Shawfield
- Full name: Shawfield Football Club
- Founded: 1918
- Dissolved: 1960
- Ground: Rosebery Park Glasgow
- League: Glasgow Junior League 1921–1927 Scottish Intermediate League 1927–31 Central Junior League 1931–60

= Shawfield F.C. =

Association football club in Glasgow City, Scotland

Shawfield Football Club was a Scottish football team that competed in the Junior set-up and won the Scottish Junior Cup in 1946–47. There are also a number of references to them being called Shawfield Juniors.

==History==
Shawfield was founded in 1918 and disbanded in 1960. Their home ground was Rosebery Park, located in the Oatlands area of Glasgow – this is close to, but not within, the Shawfield district of the town of Rutherglen which includes Shawfield Stadium.

The club's first season in the Glasgow Junior League was in 1921–22. They remained a mid-table finishing side through five seasons in that league and four in its successor competition, the Scottish Intermediate League.

In 1931–32, the first season of the next reorganisation — the Central Junior League — Shawfield won the championship, beating Yoker Athletic in the deciding match. In 1937, they were overall runners-up to Arthurlie, but in 1944 they finished dead last, only improving by one place the following year. They were bottom again in 1954, but generally were a middle-ranking club up to their last season, 1959–60.

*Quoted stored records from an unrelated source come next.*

PR #5089, opened 2024-02-19
HIVE-28080: Propagate statistics from a source table to the materialized CTE

okumin:

Copy statistics of the source FileSinkOperator into the TableScanOperator, which scans a materialized CTE written by the FileSinkOperator.

Currently, Hive estimates the statistics of materialized CTEs are always empty. It causes OOM or significant slowdown.

No.

No.

I added a new test case. [The first commit explains the result with the current master branch](https://github.com/apache/hive/pull/5089/commits/ca6cae1ee2ecacd5fdf4291225edf1c79130a2b2).

### DIFF
--- a/ql/src/java/org/apache/hadoop/hive/ql/Context.java
+++ b/ql/src/java/org/apache/hadoop/hive/ql/Context.java
@@ -49,7 +49,6 @@ import org.apache.hadoop.hive.common.TableName;
 import org.apache.hadoop.hive.conf.HiveConf;
 import org.apache.hadoop.hive.ql.cleanup.CleanupService;
 import org.apache.hadoop.hive.ql.cleanup.SyncCleanupService;
-import org.apache.hadoop.hive.ql.exec.FileSinkOperator;
 import org.apache.hadoop.hive.ql.exec.TaskRunner;
 import org.apache.hadoop.hive.ql.exec.Utilities;
 import org.apache.hadoop.hive.ql.hooks.WriteEntity;
@@ -65,6 +64,7 @@ import org.apache.hadoop.hive.ql.parse.ExplainConfiguration.AnalyzeState;
 import org.apache.hadoop.hive.ql.parse.HiveParser;
 import org.apache.hadoop.hive.ql.parse.QB;
 import org.apache.hadoop.hive.ql.plan.LoadTableDesc;
+import org.apache.hadoop.hive.ql.plan.Statistics;
 import org.apache.hadoop.hive.ql.plan.mapper.EmptyStatsSource;
 import org.apache.hadoop.hive.ql.plan.mapper.PlanMapper;
 import org.apache.hadoop.hive.ql.plan.mapper.StatsSource;
@@ -142,7 +142,7 @@ public class Context {
   private AtomicInteger sequencer = new AtomicInteger();
 
   private final Map<String, Table> cteTables = new HashMap<String, Table>();
-  private final Map<TableName, FileSinkOperator> cteSources = new HashMap<>();
+  private final Map<TableName, Statistics> cteTableStats = new HashMap<>();
 
   // Keep track of the mapping from load table desc to the output and the lock
   private final Map<LoadTableDesc, WriteEntity> loadTableOutputMap =
@@ -1228,16 +1228,14 @@ public class Context {
     return cteTables.get(cteName);
   }
 
-  public void addMaterializedTable(String cteName, Table table) {
+  public void addMaterializedTable(String cteName, Table table, Statistics statistics) {
     cteTables.put(cteName, table);
+    cteTables.put(table.getFullyQualifiedName(), table);
+    cteTableStats.put(table.getFullTableName(), statistics);
   }
 
-  public FileSinkOperator getMaterializedTableSource(TableName tableName) {
-    return cteSources.get(tableName);
-  }
-
-  public void addMaterializedTableSource(TableName tableName, FileSinkOperator operator) {
-    cteSources.put(tableName, operator);
+  public Statistics getMaterializedTableStats(TableName tableName) {
+    return cteTableStats.get(tableName);
   }
 
   public AtomicInteger getSequencer() {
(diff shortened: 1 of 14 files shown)


okumin:
@kasakrisz I know you have expertise in this area. I'd be glad if you took a look. Thanks 👍

ql/src/java/org/apache/hadoop/hive/ql/parse/SemanticAnalyzer.java
```diff
@@ -12143,6 +12148,27 @@ samplePredicate, true, new SampleDesc(ts.getNumerator(),
...
+            sourceColStatsList, colNames));
+      }
+      final List<ColStatistics> colStatsList = new ArrayList<>(sourceColStatsList.size());
+      for (int i = 0; i < sourceColStatsList.size(); i++) {
+        final ColStatistics colStats = sourceColStatsList.get(i).clone();
+        // FileSinkOperator stores column stats with internal names such as "_col1"
+        colStats.setColumnName(colNames.get(i));
+        colStatsList.add(colStats);
+      }
+      stats.setColumnStats(colStatsList);
```
kasakrisz, line 12168: What is the reason of cloning `ColStatistics` objects again?
`Statistics.clone()` does it too
https://github.com/apache/hive/blob/5b76949da6fe65364a4e3766680871167131157f/ql/src/java/org/apache/hadoop/hive/ql/plan/Statistics.java#L210-L216

ql/src/java/org/apache/hadoop/hive/ql/parse/SemanticAnalyzer.java
```diff
@@ -8174,6 +8176,9 @@ protected Operator genFileSinkPlan(String dest, QB qb, Operator input)
 
     FileSinkOperator fso = (FileSinkOperator) output;
     fso.getConf().setTable(destinationTable);
+    if (destTableIsMaterialization) {
+      ctx.addMaterializedTableSource(destinationTable.getFullTableName(), fso);
```
kasakrisz, line 8180: Can this be merged with `Context.addMaterializedTable` and called in `materializeCTE`?
`SemanticAnalyzer` has `getSinkOp()` hence we can get the `FileSinkOperator` later from the analyzer instance.

Does the whole FileSinkOperator is needed?
```
Context.addMaterializedTable(String cteName, Table table, Statistics statistics);
```

kasakrisz (commented):
Thanks for the contribution, left comments about design.

ql/src/java/org/apache/hadoop/hive/ql/parse/SemanticAnalyzer.java
okumin: Just because `stats` could become temporarily inconsistent on `colStats.setColumnName`. Now, I think it is not a problem and I will remove the additional clone.

ql/src/java/org/apache/hadoop/hive/ql/parse/SemanticAnalyzer.java
okumin: That sounds cleaner!

> Does the whole FileSinkOperator is needed?

No. I stored the whole operator because stats of FSO are not computed yet at L8180. If we push it to the end of the `materializeCTE`, we can simply store only Statistics.

ql/src/java/org/apache/hadoop/hive/ql/Context.java
```diff
@@ -1225,8 +1228,14 @@ public Table getMaterializedTable(String cteName) {
     return cteTables.get(cteName);
   }
 
-  public void addMaterializedTable(String cteName, Table table) {
+  public void addMaterializedTable(String cteName, Table table, Statistics statistics) {
     cteTables.put(cteName, table);
+    cteTables.put(table.getFullyQualifiedName(), table);
```
okumin, line 1233: I moved this logic here for easiness, which means this pair is stored for SemanticAnalyzer. I would say the overhead is trivial and acceptable. Anyway, I hope most people use CalcitePlanner.

okumin:
@kasakrisz I modified a bit following the proposal. Please feel free to put additional comments if you have any points. I appreciate your quick review.

ql/src/test/queries/clientpositive/cte_mat_11.q
```diff
@@ -0,0 +1,15 @@
...
+  SELECT * FROM src
+),
+materialized_cte2 AS (
+  SELECT *
+  FROM materialized_cte1 a
+  JOIN materialized_cte1 b ON (a.key = b.key)
+)
+SELECT *
+FROM materialized_cte2 a
+JOIN materialized_cte2 b ON (a.key = b.key);
```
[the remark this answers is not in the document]
kasakrisz: I haven't dig in deeply what could be the cause of the failure. Maybe it can be a bug or it is something which Hive doesn't support and there are opportunities to make some improvement at this area or it is something which does not makes sense by SQL semantics. So it requires some investigation first. If it is a bug please file a new jira and include the repro steps.

About propagating stats: I think it is a good idea. I see some plan changes in existing tests so it seems that those are proving that the stats propagation happens. If you think we need some additional tests please feel free to add it. You can easily check whether CBO is passing or not by adding an `EXPLAIN CBO <query>` command, it should print the CBO plan.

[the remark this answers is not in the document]
okumin: @kasakrisz
You find very well! I didn't notice the possibility where my test case could be illegal. It will be probably invalid as far as I tested it with various parameters or other DBMS systems. I created the following ticket and am investigating more.
https://issues.apache.org/jira/browse/HIVE-28088

Additionally, I changed `cte_mat_11.q` so that it contains only valid SQLs. I am guessing HIVE-28088 is disjunctive with HIVE-28080, and we can review this PR. Please feel free to put any other concerns.
https://github.com/apache/hive/pull/5089/commits/961f27fce8c6be78bac8d44d70c25176a57a4fe1

Thanks a lot.

kasakrisz (approved):

okumin:
Thank you!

In the knockout competitions, Shawfield lost the 1939 Scottish Junior Cup final by 2–1 to neighbours Rutherglen Glencairn (whose ground was in Shawfield itself) in the final at Celtic Park, watched by 22,363 although they gained some consolation that year by winning the West of Scotland Cup in a 2–0 victory over Clydebank Juniors. They got their hands on the biggest prize of the Junior grade in 1947, defeating Bo'ness United in the Scottish Cup Final at Hampden Park, The first match before a crowd of 56,410 finished 1–1; the replay drew 26,521 with Shawfield prevailing 2–1. Bo’ness would go on to lift the trophy the following year. One of Shawfield's players, Tommy Farrell, played in both the 1939 and 1947 finals either side of World War II.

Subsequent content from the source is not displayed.